Architectural Practice Today
I have been in the architecture racket for a long time. My first job in an architectural office was before I went to architecture school. It was the one I mention in my earlier article, “Checking Architectural drawings and specifications”, that featured the drawing checker Mr. Brown. Its organizational structure was typical of the time: a Senior Partner, a Junior Partner, a design architect, a group of draftsmen, an Interior Design guy, and me, the Summer Gofer. I did many things that taught me a lot, none of which would mess up any of the active projects if I did them wrong. I was helped to get them right, of course.
When I got out of architecture school, I was lucky to find myself a job in a very small firm whose two other members I already knew. Our team was the owner and the two of us. The owner got the work and initially did most of the design. As time went by, we became a very cooperatively operating outfit even as more people came and went. I later went to work for a larger firm, with a founding senior partner and two or three junior partners. In this situation, the architectural design was much more reserved to the partners, and the junior partners sometimes had their own projects, but the firm’s work was still closely identified with the founder. The rest of the staff were predominantly production people, with the usual tree of Job Captains keeping them in line.
When I moved to the Bay Area the firm that hired me was a local partnership that was sold to a national firm when I was on the way to California.
I think that this what has happened generally in the architecture business. The result is that the individual practitioners of the past are becoming rare. The big firms that have taken over have a certain headless quality that is more characteristic of the corporate world than the professional one. People of influence in the firm that I worked at in California seemed to be interested in climbing the corporate ladder in many cases and would move to a different firm if the opportunity arose.

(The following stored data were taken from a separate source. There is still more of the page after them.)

PR #3436, opened 2022-11-15
add intermediate step to validate pr tests

cbodonnell:

This PR addresses an issue with branch protection where the `validate-success` step would be skipped if the `validate-*` PR tests did not run, triggering branch protection success.  With these changes, the `validate-success` step will always run and checks that the `validate-pr-tests` step was run successfully and that the `validate-kurl-addon` step was either successful or was skipped (if no changes were made to the addon).

Example of skipped `validate-success` from fork: https://github.com/replicatedhq/kots/actions/runs/3437864499

Example of skipped `validate-success` from branch where tests are passing (but `validate-kurl-addon` skipped): https://github.com/replicatedhq/kots/actions/runs/3473232691

Fixes branch protection in preparation for work on [SC-61272](https://app.shortcut.com/replicated/story/61272/unable-to-run-tests-on-dependabot-prs)

```release-note

```

### DIFF
--- a/.github/workflows/build-test.yaml
+++ b/.github/workflows/build-test.yaml
@@ -1830,19 +1830,16 @@ jobs:
       - validate-pr-tests
     if: always()
     steps:
-      # https://docs.github.com/en/actions/learn-github-actions/contexts#steps-context
+      # https://docs.github.com/en/actions/learn-github-actions/contexts#jobs-context
       # if the validate-kurl-addon job failed or was cancelled, this job will fail. it's ok if this job was skipped
       - name: fail if validate-kurl-addon job failed
-        if: steps.validate-kurl-addon.outcome == 'failed' || steps.validate-kurl-addon.outcome == 'cancelled'
+        if: jobs.validate-kurl-addon.result == 'failure' || jobs.validate-kurl-addon.result == 'cancelled'
         run: exit 1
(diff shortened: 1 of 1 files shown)


camilamacedo86 (dismissed):

.github/workflows/build-test.yaml
```diff
@@ -1788,8 +1788,7 @@ jobs:
           aws-secret-access-key: '${{ secrets.E2E_SUPPORT_BUNDLE_AWS_SECRET_ACCESS_KEY }}'
 
 
-  # this job will validate that all validate-* jobs succeed and is used for the github branch protection rule
-  validate-success:
+  validate-pr-tests:
```
camilamacedo86, line 1791: We have a bug and I think it is caused by change the name of the test/check.
Could we keep the same name?

cbodonnell: I believe `validate-success` fails because the `validate-kurl-addon` step was skipped and caused `validate-pr-tests` to be skipped as well.  I've pushed another commit to change this so that `validate-kurl-addon` is a checked within `validate-success` since it may or may not run depending on if changes were made to the add-on.

camilamacedo86 (approved):
It makes sense for and shows right. 👍 /lgtm

It seems good improvement and fix. 🥇

sgalsaleh (approved):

This has meant that a project might not have a readily identifiable “head”. The architectural team for a recent project for which I was the inspector changed completely during a couple of years of construction. The new people seem to be good, smart, and capable, but they have clearly had a lot of catching up to do, and it is not clear whether they have any deep identification with the project. Would they have designed it differently in the first place? Is it now just another “job”?
I feel that this change in structure changes, in subtle but significant ways, the way the employees work and how they are treated. Excellence in design, which is nurtured by a degree of closeness, cooperation, guidance, and interdependence, is harder to achieve.
There are other changes that have occurred. The technological revolution that makes what was a physical process into a virtual one is deeply significant. Of course, it is impossible to return the immediacy of drafting by hand --- the very word means pulling, drawing, the pencil or pen across the paper. The advantages of informational coordination and multiplicity of views and aspects are too great. But the relationships must be realized anew among all the actors in the design process.
We have had a new obstacle put in the way by the requirement to thwart a destructive pandemic. I don’t know how today‘s firms have coped with the pandemic. At the very least, the necessity of working remotely adds to the distance between us when it is perhaps what we need most.
In the face of the obstacles and changes in structure and technology that are part of the architectural world today, it must be necessary to spend some design time not just on the projects themselves, but on the very processes by which they are accomplished. It has always been my feeling that a cooperative, synergetic design and production environment is bound to be the most effective. What are the ways that this can be created or re-created? Who are the best people to have working together? What knowledge and skills do they need to have? How can their capabilities and effectiveness be nurtured and improved? Where will these people be found?
This is clearly a design project in itself. If Architects are trained designers, are they up to the task?